[Dataset extract Boundary: Start]
PR #365, opened 2024-05-23
fix: allow ManualTrustRoot to have multiple rekor keys

flavio:
`ManualTrustRoot` implements the `TrustRoot` trait, which requires the implemented to have multiple rekor keys. The `ManualTrustRoot` struct has now been updated to handle that, prior to that only one Rekor key was stored inside of a `ManualTrustRoot` instance.

### DIFF
--- a/examples/cosign/verify/main.rs
+++ b/examples/cosign/verify/main.rs
@@ -63,11 +63,11 @@ struct Cli {
 
     /// File containing Rekor's public key (e.g.: ~/.sigstore/root/targets/rekor.pub)
     #[clap(long, required(false))]
-    rekor_pub_key: Option<String>,
+    rekor_pub_keys: Vec<String>,
 
     /// File containing Fulcio's certificate (e.g.: ~/.sigstore/root/targets/fulcio.crt.pem)
     #[clap(long, required(false))]
-    fulcio_cert: Option<String>,
+    fulcio_certs: Vec<String>,
 
     /// The issuer of the OIDC token used by the user to authenticate against Fulcio
     #[clap(long, required(false))]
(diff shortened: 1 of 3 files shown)


src/trust/mod.rs
```diff
@@ -30,7 +30,7 @@ pub trait TrustRoot {
 #[derive(Debug, Default)]
 pub struct ManualTrustRoot<'a> {
     pub fulcio_certs: Option<Vec<CertificateDer<'a>>>,
-    pub rekor_key: Option<Vec<u8>>,
+    pub rekor_keys: Option<Vec<Vec<u8>>>,
```
Xynnn007, line 33: If we have a `Vec` for keys, we could leave out the outer `Option`. When no keys are given, the `Vec` could be empty.

examples/cosign/verify/main.rs
```diff
@@ -236,10 +236,8 @@ async fn fulcio_and_rekor_data(cli: &Cli) -> anyhow::Result<Box<dyn sigstore::tr
 
     let mut data = sigstore::trust::ManualTrustRoot::default();
     if let Some(path) = cli.rekor_pub_key.as_ref() {
-        data.rekor_key = Some(
-            fs::read(path)
-                .map_err(|e| anyhow!("Error reading rekor public key from disk: {}", e))?,
-        );
+        data.rekor_keys = Some(vec![fs::read(path)
```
[Dataset extract Boundary: End]
Return the data from the top line through the bottom line exactly.

▶ [Answer space]
PR #365, opened 2024-05-23
fix: allow ManualTrustRoot to have multiple rekor keys

flavio:
`ManualTrustRoot` implements the `TrustRoot` trait, which requires the implemented to have multiple rekor keys. The `ManualTrustRoot` struct has now been updated to handle that, prior to that only one Rekor key was stored inside of a `ManualTrustRoot` instance.

### DIFF
--- a/examples/cosign/verify/main.rs
+++ b/examples/cosign/verify/main.rs
@@ -63,11 +63,11 @@ struct Cli {
 
     /// File containing Rekor's public key (e.g.: ~/.sigstore/root/targets/rekor.pub)
     #[clap(long, required(false))]
-    rekor_pub_key: Option<String>,
+    rekor_pub_keys: Vec<String>,
 
     /// File containing Fulcio's certificate (e.g.: ~/.sigstore/root/targets/fulcio.crt.pem)
     #[clap(long, required(false))]
-    fulcio_cert: Option<String>,
+    fulcio_certs: Vec<String>,
 
     /// The issuer of the OIDC token used by the user to authenticate against Fulcio
     #[clap(long, required(false))]
(diff shortened: 1 of 3 files shown)


src/trust/mod.rs
```diff
@@ -30,7 +30,7 @@ pub trait TrustRoot {
 #[derive(Debug, Default)]
 pub struct ManualTrustRoot<'a> {
     pub fulcio_certs: Option<Vec<CertificateDer<'a>>>,
-    pub rekor_key: Option<Vec<u8>>,
+    pub rekor_keys: Option<Vec<Vec<u8>>>,
```
Xynnn007, line 33: If we have a `Vec` for keys, we could leave out the outer `Option`. When no keys are given, the `Vec` could be empty.

examples/cosign/verify/main.rs
```diff
@@ -236,10 +236,8 @@ async fn fulcio_and_rekor_data(cli: &Cli) -> anyhow::Result<Box<dyn sigstore::tr
 
     let mut data = sigstore::trust::ManualTrustRoot::default();
     if let Some(path) = cli.rekor_pub_key.as_ref() {
-        data.rekor_key = Some(
-            fs::read(path)
-                .map_err(|e| anyhow!("Error reading rekor public key from disk: {}", e))?,
-        );
+        data.rekor_keys = Some(vec![fs::read(path)
```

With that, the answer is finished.